─── RECORDS SHOWN

PR #10, opened 2016-06-08
Porting of app to v0.2.0

bassosimone:
In this branch we'll working on porting the app to v0.2.0 and testing it. At the moment of creating this pull request, the ported app was tested in the emulator with many things to fix before merging is possible.


app/src/main/java/org/openobservatory/netprobe/activity/MainActivity.java
```diff
@@ -201,8 +205,10 @@ private void executeTest(int test){
     @Override
     public void update(Observable observable, Object data) {
         if (mTestsListAdapter != null) {
-            mTestsListAdapter.setData(TestData.getInstance().mNetworkMeasurementsRunning);
-            mTestsListAdapter.addData(TestData.getInstance().mNetworkMeasurementsFinished);
+            //mTestsListAdapter.setData(TestData.getInstance().mNetworkMeasurementsRunning);
+            //mTestsListAdapter.addData(TestData.getInstance().mNetworkMeasurementsFinished);
+            mTestsListAdapter.setData(ts.loadTests(this));
+            //mTestsListAdapter.addData(ts.loadTests(this));
```
bassosimone: I think we should cleanup the commented code before merging this branch

app/src/main/java/org/openobservatory/netprobe/model/NetworkMeasurement.java
```diff
@@ -5,11 +5,18 @@
...
-    public NetworkMeasurement(String name, String file){
+    public final String json_file;
+    public final String log_file;
+    //public final String status;
+
+    public NetworkMeasurement(String name){
         this.testName = name;
-        this.fileName = file;
+        this.test_id = System.currentTimeMillis();
+        this.log_file = "/test-"+ test_id +".txt";
```
bassosimone: Super bikesheddish: I'd name this with `.log` extension

app/src/main/java/org/openobservatory/netprobe/utils/Alert.java
```diff
@@ -52,4 +52,57 @@ public void onClick(DialogInterface dialog, int id) {
 
                 }).show();
     }
+
+    public static String formatString(String text){
```
bassosimone: Uhm, this is to pretty-indent the JSON right? I'd see if it's possible to do this task using `Gson`.

lorenzoPrimi: Yes you are right.

Makefile
```diff
@@ -4,12 +4,12 @@ PHONIES += check download-and-verify help unpack unpack-clean
...
 
-REPO      = measurement-kit/measurement-kit-jni-libs
+REPO      = measurement-kit/measurement-kit
 BASEURL   = https://github.com/$(REPO)/releases/download
 PACKAGE   = org/openobservatory/measurement_kit
 SRCDIR    = app/src/main
-TAG       =
-VERSION   = v0.1.2.2
+TAG       = -0
+VERSION   = v0.2.0-beta.2
```
bassosimone: Uhm, the version tagged in here is not super up to date. I'm recompiling everything and pushing `0.2.7` compiled for Android such that we can use the real latest version.

app/src/main/java/org/openobservatory/netprobe/activity/MainActivity.java
```diff
@@ -42,25 +42,31 @@
...
         mTestsListView.setLayoutManager(new LinearLayoutManager(this));
+        mTestsListAdapter.setData(ts.loadTests(this));
 
         TestData.getInstance().addObserver(this);
 
         Button button;
 
+        // XXX: Code commented out; now this must be performed before each test and
+        // the DNS server should be supplied to the test itself
+        /*
```
bassosimone: @lorenzoPrimi do we now query the device for DNS before each test? If so, I'd remove the commented out code, otherwise I'd push a patch for it.

app/src/main/java/org/openobservatory/netprobe/data/TestData.java
```diff
@@ -20,28 +21,28 @@
 public class TestData extends Observable {
     private static final String TAG = "TestData";
 
-    public static ArrayList<NetworkMeasurement> mNetworkMeasurementsRunning = new ArrayList<>();
-    public static ArrayList<NetworkMeasurement> mNetworkMeasurementsFinished = new ArrayList<>();
+    //public static ArrayList<NetworkMeasurement> mNetworkMeasurementsRunning = new ArrayList<>();
+    //public static ArrayList<NetworkMeasurement> mNetworkMeasurementsFinished = new ArrayList<>();
```
bassosimone: @lorenzoPrimi if these two arrays are not needed anymore, I'd remove them rather than just commenting 'em out

app/src/main/java/org/openobservatory/netprobe/data/TestStorage.java
```diff
@@ -0,0 +1,96 @@
...
+        settings = context.getSharedPreferences(PREFS_NAME,Context.MODE_PRIVATE);
+        if (settings.contains(TESTS)) {
+            String jsonTests = settings.getString(TESTS, null);
+            Gson gson = new Gson();
+            NetworkMeasurement[] favoriteItems = gson.fromJson(jsonTests,NetworkMeasurement[].class);
+            tests = Arrays.asList(favoriteItems);
+            tests = new ArrayList(tests);
+        } else
+            return new ArrayList();
+        return (ArrayList) tests;
```
bassosimone: Usually I see the cast from ArrayList to List, not the other way round. Why here you are casting from the general class to the particular class? I thought it was more common to return the general class.

app/src/main/java/org/openobservatory/netprobe/data/TestStorage.java
```diff
@@ -0,0 +1,96 @@
...
+        List tests;
+        settings = context.getSharedPreferences(PREFS_NAME,Context.MODE_PRIVATE);
+        if (settings.contains(TESTS)) {
+            String jsonTests = settings.getString(TESTS, null);
+            Gson gson = new Gson();
+            NetworkMeasurement[] favoriteItems = gson.fromJson(jsonTests,NetworkMeasurement[].class);
+            tests = Arrays.asList(favoriteItems);
+            tests = new ArrayList(tests);
+        } else
+            return new ArrayList();
```
bassosimone: You can perhaps refactor this block as

```java
if (!settings.contains(TESTS)) {
    return new ArrayList();
}
// remainder of the code here
```

app/src/main/java/org/openobservatory/netprobe/data/TestStorage.java
```diff
@@ -0,0 +1,96 @@
...
+    }
+
+    public void setCompleted(Context context, NetworkMeasurement test) {
+        List tests = loadTests(context);
+        if (tests != null){
+            for(int i = 0; i < tests.size(); i++) {
+                NetworkMeasurement n = (NetworkMeasurement)tests.get(i);
+                if (n.test_id == test.test_id) {
+                    n.completed = true;
+                    tests.set(i, n);
```
bassosimone: Is it correct to say that here you're looking for the fist occurrence only? If so, you should break out of the loop as soon as you have find the fist occurrence, right?

app/src/main/java/org/openobservatory/netprobe/data/TestStorage.java
```diff
@@ -0,0 +1,96 @@
...
+        storeTests(context, tests);
+    }
+
+    public void removeTest(Context context, NetworkMeasurement test) {
+        List tests = loadTests(context);
+        if (tests != null){
+            for(int i = 0; i < tests.size(); i++) {
+                NetworkMeasurement n = (NetworkMeasurement)tests.get(i);
+                if (n.test_id == test.test_id) {
+                    tests.remove(i);
```
bassosimone: Same here: unless more than one test can have the same id, you should break out of the loop after you have found the matching occurrence.

app/src/main/java/org/openobservatory/netprobe/utils/Alert.java
bassosimone: @lorenzoPrimi have you checked whether this could be done using `Gson`? I'd rather merge a pull request containing non custom code for increased maintainability.

app/src/main/java/org/openobservatory/netprobe/view/ListImageButton.java
```diff
@@ -0,0 +1,43 @@
...
+
+import android.content.Context;
+import android.util.AttributeSet;
+import android.view.View;
+import android.widget.ImageButton;
+
+
+/**
+ * Un bottone definito per essere utilizzato in una {@link ListView}.
+ */
```
bassosimone: It would be great if comments could be in English

bassosimone:
Good work, @lorenzoPrimi, 👍 !

I did another pass of review of the pull request and pointed to some little issues that I'd like to be addressed before merging the pull request!

app/src/main/java/org/openobservatory/netprobe/activity/MainActivity.java
lorenzoPrimi: Don't think so, it's still a TODO

Makefile
lorenzoPrimi: Where is my mind? Ops I mean where is the push? :)

app/src/main/java/org/openobservatory/netprobe/utils/Alert.java
lorenzoPrimi: We don't need it anymore, that code is going to be removed with the new ooni-wui

app/src/main/java/org/openobservatory/netprobe/data/TestData.java
lorenzoPrimi: agreed

app/src/main/java/org/openobservatory/netprobe/data/TestStorage.java
lorenzoPrimi: Actually I don't remember, maybe it works both way, need to test it

app/src/main/java/org/openobservatory/netprobe/data/TestStorage.java
lorenzoPrimi: Agreed

Makefile
bassosimone: > "way down in the water... see it swimming"

I am uploading the newly compiled binaries right now; yesterday apparently the process was interrupted

app/src/main/java/org/openobservatory/netprobe/activity/MainActivity.java
bassosimone: Is it possible to add a patch addressing that in the context of this pull request? I think it would be a good thing to do that, so when we merge we merge a branch that works as it ought to work

app/src/main/java/org/openobservatory/netprobe/data/TestStorage.java
bassosimone: Thank you!

app/src/main/java/org/openobservatory/netprobe/data/TestStorage.java
bassosimone: Addressed!

app/src/main/java/org/openobservatory/netprobe/utils/Alert.java
bassosimone: Okay, great!

bassosimone:
@lorenzoPrimi I have committed dd1271d1 to use the latest version of MK that I finally rebuilt and started testing the app in the emulator. As soon as I start a test there is a crash because the SSL certificate bundle is not present. I think we should add one as we do for iOS.

lorenzoPrimi:
@bassosimone there is no way to do that until I have the set_options function

bassosimone:
Okay, @lorenzoPrimi, I've added a fix such that reports are submitted, such that we can move forward, thank you for working on this, great work! Now I see how it's becoming more and more pressing to have an API that allows us to do exactly the same we do in C++.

──────

◆ WHAT IS EXPECTED
Whenever a line of the data above holds the word "request", it counts once; report the total number of such lines and nothing more.

◆ RESPONSE AREA
4